→ **Exercise**
Using the records that follow, work out how many lines hold the string "addressing" and provide that number only.

Stored data entries:
★ ★ ★

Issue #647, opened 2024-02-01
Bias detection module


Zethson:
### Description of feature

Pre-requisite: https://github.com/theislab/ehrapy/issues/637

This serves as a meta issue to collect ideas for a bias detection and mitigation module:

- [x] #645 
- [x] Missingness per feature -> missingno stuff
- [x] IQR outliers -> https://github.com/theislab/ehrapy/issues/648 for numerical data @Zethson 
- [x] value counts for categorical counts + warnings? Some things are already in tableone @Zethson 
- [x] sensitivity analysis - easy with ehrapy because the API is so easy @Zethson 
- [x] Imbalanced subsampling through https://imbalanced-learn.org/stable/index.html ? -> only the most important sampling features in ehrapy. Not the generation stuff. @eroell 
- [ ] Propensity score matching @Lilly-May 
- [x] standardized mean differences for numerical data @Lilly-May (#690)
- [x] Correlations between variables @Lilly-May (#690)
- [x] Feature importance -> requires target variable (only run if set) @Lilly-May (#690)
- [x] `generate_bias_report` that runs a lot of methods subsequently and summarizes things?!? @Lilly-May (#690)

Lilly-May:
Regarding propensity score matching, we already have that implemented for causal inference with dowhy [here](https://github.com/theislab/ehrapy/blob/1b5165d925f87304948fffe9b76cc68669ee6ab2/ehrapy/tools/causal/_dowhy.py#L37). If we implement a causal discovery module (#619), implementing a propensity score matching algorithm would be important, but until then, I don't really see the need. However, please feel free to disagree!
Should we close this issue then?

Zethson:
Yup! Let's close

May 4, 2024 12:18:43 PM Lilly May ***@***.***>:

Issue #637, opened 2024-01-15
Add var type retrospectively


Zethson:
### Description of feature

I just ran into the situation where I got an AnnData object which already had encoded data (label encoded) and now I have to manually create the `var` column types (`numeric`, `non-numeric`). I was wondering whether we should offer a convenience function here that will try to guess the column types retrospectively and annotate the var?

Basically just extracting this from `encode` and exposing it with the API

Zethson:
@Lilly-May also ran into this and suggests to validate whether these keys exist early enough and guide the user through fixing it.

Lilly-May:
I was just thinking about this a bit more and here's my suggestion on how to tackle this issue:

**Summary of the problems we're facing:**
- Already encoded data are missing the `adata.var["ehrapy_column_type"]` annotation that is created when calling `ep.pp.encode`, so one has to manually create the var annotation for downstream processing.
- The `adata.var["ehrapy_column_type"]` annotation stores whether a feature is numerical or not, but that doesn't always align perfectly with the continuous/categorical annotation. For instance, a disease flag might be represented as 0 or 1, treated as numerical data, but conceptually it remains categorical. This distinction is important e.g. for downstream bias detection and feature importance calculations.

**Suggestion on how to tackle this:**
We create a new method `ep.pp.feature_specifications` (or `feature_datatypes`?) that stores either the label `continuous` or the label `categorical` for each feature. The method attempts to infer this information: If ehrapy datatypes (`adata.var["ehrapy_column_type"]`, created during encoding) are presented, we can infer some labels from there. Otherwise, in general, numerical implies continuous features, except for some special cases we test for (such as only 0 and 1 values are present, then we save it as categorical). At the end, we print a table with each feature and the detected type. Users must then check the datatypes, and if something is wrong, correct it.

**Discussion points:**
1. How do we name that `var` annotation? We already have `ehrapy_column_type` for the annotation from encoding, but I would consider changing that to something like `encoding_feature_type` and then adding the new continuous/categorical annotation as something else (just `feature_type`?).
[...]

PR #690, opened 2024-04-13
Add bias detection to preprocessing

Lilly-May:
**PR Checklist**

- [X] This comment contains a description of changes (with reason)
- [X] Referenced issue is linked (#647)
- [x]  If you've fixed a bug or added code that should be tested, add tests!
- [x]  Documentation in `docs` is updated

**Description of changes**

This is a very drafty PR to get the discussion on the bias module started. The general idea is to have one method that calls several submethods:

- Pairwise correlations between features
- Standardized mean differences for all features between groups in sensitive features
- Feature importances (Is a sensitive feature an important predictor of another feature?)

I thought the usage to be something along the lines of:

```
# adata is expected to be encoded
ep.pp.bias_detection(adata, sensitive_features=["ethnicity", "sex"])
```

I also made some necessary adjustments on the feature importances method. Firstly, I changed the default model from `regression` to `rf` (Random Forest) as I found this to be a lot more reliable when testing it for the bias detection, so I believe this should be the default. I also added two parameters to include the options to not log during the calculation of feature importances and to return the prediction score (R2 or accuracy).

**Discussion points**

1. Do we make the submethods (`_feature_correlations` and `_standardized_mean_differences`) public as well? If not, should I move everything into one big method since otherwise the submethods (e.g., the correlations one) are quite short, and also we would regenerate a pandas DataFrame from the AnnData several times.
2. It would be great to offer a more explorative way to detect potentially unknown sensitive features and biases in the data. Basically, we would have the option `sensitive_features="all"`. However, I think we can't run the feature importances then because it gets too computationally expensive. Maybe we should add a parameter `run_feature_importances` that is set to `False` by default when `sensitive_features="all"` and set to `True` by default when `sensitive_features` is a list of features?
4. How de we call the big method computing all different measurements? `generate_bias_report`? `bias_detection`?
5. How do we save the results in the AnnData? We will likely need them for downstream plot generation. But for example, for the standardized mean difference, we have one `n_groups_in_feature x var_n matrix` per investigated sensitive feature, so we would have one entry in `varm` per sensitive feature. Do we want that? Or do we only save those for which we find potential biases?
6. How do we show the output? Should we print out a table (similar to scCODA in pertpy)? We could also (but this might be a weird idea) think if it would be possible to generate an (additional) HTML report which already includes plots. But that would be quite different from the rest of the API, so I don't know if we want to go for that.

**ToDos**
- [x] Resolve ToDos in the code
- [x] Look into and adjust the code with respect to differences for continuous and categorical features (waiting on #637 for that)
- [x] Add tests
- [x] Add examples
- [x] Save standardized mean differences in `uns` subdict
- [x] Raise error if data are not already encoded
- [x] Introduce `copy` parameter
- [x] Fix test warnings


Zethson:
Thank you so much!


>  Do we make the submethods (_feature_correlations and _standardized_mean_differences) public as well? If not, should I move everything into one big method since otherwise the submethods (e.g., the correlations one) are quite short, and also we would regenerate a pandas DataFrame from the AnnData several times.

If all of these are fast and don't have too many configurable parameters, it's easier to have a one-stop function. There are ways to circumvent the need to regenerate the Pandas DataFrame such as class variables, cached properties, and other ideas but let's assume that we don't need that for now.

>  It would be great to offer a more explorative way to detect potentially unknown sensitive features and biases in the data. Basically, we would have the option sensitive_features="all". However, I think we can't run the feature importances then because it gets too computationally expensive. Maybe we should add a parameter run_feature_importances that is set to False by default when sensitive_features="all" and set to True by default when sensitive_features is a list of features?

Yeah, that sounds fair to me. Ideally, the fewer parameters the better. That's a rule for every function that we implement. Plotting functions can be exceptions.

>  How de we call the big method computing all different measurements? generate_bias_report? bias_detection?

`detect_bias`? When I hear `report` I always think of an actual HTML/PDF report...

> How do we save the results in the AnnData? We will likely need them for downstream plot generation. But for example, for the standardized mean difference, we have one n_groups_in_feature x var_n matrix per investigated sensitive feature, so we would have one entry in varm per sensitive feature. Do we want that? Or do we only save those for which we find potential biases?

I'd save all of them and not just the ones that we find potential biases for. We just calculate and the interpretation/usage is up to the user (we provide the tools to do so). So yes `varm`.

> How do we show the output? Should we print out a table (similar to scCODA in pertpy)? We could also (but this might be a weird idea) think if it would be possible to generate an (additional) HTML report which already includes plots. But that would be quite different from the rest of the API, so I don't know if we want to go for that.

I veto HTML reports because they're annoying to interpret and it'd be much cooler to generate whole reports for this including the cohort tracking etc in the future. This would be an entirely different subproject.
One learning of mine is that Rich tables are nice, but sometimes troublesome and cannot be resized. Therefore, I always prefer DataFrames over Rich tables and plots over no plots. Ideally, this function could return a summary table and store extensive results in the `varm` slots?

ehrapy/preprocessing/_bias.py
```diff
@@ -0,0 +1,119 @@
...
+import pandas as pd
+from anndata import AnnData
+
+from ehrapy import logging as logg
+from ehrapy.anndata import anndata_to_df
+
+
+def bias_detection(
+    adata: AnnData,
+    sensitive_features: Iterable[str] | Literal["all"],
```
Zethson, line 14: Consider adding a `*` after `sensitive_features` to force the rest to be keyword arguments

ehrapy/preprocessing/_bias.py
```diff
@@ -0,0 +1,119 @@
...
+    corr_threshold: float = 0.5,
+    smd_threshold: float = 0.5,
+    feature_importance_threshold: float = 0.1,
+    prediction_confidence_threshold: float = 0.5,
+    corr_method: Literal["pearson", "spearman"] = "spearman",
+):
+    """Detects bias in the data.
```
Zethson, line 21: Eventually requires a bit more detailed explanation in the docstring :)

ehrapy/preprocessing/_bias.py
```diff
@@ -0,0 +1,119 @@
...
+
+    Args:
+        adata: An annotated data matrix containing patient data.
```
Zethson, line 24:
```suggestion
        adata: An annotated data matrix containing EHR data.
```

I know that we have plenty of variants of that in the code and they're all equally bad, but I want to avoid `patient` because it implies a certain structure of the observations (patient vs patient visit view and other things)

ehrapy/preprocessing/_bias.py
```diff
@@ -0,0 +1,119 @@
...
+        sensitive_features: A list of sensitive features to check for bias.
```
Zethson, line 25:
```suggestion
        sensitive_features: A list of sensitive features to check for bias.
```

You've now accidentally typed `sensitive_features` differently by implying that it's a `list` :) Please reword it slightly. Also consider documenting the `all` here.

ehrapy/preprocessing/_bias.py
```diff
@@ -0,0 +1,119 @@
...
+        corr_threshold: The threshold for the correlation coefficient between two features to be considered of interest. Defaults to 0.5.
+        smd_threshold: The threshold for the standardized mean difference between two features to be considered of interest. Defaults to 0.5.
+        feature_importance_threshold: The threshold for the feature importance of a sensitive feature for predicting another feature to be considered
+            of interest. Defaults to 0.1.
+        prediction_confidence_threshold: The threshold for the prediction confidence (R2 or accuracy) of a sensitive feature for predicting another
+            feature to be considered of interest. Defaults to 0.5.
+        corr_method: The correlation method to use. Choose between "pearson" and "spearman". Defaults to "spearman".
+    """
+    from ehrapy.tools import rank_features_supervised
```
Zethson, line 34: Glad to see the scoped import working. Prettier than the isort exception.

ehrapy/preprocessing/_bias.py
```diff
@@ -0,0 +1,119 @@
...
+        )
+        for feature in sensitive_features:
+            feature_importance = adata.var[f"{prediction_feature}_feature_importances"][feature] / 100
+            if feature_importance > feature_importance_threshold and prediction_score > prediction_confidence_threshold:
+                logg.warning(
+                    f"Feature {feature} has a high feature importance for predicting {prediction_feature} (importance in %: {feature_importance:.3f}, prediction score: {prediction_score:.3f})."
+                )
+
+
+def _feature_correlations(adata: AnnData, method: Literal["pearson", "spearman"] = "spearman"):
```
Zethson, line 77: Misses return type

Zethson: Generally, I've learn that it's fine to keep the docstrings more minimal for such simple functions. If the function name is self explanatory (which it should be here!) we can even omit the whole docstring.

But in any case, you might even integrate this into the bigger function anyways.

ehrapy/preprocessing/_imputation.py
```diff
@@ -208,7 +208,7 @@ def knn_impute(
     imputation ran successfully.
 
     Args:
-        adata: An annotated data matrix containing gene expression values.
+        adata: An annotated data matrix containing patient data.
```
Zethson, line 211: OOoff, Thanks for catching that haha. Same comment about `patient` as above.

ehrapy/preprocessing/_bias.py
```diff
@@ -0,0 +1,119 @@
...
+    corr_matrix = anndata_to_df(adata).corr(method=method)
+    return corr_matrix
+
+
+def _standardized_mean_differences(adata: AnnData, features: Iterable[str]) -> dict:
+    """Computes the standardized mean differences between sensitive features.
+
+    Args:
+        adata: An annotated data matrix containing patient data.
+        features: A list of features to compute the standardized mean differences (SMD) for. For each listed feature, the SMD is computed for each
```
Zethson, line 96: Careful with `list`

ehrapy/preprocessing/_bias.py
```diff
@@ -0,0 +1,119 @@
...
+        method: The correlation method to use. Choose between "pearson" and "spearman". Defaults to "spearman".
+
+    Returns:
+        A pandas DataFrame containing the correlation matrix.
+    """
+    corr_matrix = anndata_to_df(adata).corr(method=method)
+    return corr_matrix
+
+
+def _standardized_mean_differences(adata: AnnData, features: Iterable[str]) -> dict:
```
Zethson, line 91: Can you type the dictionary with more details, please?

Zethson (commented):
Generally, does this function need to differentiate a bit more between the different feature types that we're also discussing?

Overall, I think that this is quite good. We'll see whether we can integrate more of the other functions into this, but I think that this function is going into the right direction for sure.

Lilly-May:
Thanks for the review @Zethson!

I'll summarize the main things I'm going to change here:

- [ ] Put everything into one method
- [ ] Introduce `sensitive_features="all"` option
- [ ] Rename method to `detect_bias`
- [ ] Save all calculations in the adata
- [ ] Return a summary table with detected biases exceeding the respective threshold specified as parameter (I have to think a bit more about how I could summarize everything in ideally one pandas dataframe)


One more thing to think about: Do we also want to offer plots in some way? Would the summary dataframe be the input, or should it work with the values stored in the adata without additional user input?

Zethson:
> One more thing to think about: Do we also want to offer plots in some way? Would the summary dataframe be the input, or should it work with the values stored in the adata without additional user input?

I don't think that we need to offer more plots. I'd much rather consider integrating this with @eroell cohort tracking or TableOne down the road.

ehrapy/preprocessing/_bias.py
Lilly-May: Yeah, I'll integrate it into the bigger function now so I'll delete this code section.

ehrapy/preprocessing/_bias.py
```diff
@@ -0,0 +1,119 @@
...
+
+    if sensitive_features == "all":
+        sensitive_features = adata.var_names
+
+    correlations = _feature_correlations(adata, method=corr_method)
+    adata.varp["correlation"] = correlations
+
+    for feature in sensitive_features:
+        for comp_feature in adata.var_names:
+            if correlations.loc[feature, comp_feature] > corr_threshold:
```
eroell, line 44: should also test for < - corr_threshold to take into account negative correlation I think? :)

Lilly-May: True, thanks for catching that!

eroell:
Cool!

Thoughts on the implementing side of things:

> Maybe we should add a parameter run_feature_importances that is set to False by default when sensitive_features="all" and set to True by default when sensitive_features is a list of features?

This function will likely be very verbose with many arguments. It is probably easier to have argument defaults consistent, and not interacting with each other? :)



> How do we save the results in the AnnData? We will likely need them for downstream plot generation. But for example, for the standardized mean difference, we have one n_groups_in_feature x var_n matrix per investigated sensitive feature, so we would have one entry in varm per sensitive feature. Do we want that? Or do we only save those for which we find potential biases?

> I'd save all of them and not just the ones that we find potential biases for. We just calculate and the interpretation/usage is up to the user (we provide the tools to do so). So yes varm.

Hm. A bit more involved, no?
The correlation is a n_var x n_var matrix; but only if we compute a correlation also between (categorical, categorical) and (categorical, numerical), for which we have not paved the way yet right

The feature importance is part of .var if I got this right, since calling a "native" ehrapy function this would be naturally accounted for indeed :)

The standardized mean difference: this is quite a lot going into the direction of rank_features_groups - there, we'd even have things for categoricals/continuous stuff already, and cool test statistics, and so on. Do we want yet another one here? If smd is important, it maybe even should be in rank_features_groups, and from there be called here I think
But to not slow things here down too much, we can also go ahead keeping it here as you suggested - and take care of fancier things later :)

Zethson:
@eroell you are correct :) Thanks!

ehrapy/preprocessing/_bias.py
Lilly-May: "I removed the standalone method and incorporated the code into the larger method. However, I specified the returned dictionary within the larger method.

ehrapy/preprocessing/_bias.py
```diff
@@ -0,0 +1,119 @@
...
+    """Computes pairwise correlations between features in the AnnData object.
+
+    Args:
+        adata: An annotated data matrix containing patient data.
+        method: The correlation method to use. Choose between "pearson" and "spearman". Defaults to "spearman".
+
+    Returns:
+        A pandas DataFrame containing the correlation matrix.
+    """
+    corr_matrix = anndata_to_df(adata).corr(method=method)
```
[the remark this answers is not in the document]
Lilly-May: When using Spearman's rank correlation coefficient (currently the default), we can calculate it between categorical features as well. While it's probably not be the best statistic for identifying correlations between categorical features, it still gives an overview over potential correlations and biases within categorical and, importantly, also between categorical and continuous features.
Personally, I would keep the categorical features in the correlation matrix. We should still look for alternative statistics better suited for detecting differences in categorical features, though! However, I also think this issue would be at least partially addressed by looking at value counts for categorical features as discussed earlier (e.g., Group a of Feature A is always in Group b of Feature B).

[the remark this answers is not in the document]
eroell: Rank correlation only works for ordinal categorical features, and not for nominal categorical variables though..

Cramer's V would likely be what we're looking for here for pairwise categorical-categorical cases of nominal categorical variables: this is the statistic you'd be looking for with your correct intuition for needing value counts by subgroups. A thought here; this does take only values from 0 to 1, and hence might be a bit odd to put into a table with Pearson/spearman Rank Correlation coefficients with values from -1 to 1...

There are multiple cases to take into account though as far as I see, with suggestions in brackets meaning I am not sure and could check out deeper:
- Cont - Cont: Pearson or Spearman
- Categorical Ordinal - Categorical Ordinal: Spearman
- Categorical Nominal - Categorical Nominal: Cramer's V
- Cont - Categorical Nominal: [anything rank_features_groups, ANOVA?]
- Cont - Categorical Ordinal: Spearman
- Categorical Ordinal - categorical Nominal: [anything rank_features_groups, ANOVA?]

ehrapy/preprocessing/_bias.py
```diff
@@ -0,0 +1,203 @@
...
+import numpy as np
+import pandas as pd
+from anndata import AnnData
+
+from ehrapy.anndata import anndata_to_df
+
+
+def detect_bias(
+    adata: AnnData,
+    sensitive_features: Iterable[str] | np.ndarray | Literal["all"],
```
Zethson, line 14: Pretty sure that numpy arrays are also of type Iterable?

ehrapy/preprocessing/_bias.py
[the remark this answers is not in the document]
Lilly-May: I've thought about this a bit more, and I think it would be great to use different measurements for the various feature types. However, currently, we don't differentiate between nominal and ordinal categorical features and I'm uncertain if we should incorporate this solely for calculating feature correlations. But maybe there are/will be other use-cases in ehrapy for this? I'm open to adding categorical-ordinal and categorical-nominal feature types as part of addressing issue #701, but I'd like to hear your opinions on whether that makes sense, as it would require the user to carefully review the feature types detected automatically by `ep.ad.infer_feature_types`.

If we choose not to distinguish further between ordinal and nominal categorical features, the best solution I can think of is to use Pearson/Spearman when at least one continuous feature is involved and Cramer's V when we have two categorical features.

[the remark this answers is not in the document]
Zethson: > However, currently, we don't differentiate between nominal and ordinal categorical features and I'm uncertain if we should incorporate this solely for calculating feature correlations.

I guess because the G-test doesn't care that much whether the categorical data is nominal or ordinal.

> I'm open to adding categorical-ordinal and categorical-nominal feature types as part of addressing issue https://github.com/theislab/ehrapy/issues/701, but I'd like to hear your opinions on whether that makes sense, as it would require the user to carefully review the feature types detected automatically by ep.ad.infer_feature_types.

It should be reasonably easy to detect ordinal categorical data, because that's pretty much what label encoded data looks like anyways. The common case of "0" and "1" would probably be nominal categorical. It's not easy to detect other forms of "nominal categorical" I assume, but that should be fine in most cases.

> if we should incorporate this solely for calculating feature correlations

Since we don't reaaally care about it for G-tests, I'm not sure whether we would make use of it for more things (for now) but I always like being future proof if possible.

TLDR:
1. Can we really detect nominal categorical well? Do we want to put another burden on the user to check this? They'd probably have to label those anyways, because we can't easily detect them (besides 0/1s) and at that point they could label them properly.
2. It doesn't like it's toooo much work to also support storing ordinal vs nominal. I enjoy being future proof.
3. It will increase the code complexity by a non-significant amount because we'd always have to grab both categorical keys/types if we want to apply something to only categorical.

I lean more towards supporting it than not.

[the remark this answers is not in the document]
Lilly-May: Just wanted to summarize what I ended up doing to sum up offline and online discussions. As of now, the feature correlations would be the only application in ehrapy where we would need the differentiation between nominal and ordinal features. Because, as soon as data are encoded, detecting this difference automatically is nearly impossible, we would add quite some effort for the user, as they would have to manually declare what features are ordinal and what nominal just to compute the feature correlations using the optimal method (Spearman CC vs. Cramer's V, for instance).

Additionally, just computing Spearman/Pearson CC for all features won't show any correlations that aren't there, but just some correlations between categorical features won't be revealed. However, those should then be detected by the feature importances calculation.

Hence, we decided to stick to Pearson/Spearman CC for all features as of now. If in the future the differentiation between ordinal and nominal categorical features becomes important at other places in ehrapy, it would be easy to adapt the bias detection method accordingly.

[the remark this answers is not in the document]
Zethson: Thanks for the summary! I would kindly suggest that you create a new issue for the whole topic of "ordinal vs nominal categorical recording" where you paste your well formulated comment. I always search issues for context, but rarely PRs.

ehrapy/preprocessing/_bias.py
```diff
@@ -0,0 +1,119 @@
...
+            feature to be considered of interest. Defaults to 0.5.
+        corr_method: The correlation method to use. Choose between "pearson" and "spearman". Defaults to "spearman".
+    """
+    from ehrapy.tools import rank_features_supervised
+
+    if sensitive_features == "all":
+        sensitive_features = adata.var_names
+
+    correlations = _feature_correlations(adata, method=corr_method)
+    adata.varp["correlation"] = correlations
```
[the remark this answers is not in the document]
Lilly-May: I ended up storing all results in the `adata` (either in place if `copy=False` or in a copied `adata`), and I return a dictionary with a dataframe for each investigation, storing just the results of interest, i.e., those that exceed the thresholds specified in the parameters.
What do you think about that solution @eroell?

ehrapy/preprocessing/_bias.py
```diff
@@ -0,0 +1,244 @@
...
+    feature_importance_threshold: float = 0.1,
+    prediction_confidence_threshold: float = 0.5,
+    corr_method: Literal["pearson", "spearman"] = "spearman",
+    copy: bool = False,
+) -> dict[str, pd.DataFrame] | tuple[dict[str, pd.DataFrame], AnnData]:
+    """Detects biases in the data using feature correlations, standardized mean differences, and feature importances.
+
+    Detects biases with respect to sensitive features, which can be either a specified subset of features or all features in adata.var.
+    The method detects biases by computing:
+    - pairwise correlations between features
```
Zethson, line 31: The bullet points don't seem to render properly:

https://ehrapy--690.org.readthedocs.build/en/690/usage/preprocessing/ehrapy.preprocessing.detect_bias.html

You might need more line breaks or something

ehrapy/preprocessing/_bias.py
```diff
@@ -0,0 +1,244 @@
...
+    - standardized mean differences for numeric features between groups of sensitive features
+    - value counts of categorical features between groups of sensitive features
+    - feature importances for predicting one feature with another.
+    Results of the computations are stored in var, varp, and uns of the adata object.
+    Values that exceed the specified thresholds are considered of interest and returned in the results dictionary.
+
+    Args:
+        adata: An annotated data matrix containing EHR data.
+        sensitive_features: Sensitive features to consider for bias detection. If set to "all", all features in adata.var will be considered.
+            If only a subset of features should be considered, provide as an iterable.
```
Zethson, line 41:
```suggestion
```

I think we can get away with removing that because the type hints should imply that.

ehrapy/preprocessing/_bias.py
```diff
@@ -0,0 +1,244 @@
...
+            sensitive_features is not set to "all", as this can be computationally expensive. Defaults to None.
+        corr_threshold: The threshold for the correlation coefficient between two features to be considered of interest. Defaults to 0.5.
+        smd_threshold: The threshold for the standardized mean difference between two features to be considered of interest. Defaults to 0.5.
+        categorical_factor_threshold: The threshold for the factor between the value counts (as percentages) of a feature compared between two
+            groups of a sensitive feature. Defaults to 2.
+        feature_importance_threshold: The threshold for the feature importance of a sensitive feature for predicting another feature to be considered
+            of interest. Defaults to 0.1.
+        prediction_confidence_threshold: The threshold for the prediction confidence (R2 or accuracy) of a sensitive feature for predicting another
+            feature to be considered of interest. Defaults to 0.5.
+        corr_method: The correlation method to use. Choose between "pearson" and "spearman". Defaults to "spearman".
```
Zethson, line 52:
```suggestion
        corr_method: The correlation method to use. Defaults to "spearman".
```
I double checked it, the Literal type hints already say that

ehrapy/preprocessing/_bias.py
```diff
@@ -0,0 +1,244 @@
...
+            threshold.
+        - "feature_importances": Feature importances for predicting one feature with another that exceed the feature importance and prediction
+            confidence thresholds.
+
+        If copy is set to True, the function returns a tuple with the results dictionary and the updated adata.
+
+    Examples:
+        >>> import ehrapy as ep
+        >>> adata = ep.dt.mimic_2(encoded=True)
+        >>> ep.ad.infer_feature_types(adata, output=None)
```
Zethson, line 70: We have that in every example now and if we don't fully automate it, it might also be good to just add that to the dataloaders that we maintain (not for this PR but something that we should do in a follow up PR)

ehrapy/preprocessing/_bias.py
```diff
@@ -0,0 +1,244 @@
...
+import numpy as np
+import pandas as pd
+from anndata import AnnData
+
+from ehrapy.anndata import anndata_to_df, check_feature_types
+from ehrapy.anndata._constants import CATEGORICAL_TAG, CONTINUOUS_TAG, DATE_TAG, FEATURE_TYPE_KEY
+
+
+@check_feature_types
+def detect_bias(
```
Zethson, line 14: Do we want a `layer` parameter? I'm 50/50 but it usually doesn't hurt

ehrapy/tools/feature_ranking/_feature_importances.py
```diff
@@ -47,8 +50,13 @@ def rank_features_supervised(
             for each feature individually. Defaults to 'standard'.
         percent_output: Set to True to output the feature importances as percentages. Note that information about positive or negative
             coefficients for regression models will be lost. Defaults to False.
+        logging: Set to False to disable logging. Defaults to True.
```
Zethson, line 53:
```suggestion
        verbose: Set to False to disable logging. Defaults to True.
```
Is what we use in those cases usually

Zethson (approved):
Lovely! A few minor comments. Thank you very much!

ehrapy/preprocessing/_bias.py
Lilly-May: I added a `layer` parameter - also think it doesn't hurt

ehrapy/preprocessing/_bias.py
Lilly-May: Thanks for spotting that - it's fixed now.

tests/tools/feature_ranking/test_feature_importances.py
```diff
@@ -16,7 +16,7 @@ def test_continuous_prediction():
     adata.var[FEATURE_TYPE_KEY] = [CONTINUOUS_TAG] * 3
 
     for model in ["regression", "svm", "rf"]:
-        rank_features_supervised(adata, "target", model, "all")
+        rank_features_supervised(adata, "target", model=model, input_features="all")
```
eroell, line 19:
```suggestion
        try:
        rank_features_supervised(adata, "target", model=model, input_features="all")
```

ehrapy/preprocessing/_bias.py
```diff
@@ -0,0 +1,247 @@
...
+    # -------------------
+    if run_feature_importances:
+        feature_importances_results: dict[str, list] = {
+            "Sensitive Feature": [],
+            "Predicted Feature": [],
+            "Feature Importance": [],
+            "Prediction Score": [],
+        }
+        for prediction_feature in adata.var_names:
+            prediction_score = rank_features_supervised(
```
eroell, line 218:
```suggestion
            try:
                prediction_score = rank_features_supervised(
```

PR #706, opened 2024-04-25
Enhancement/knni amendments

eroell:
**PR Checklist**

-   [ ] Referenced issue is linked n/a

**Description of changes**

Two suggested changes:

★ ★ ★

→ **The completed task**
2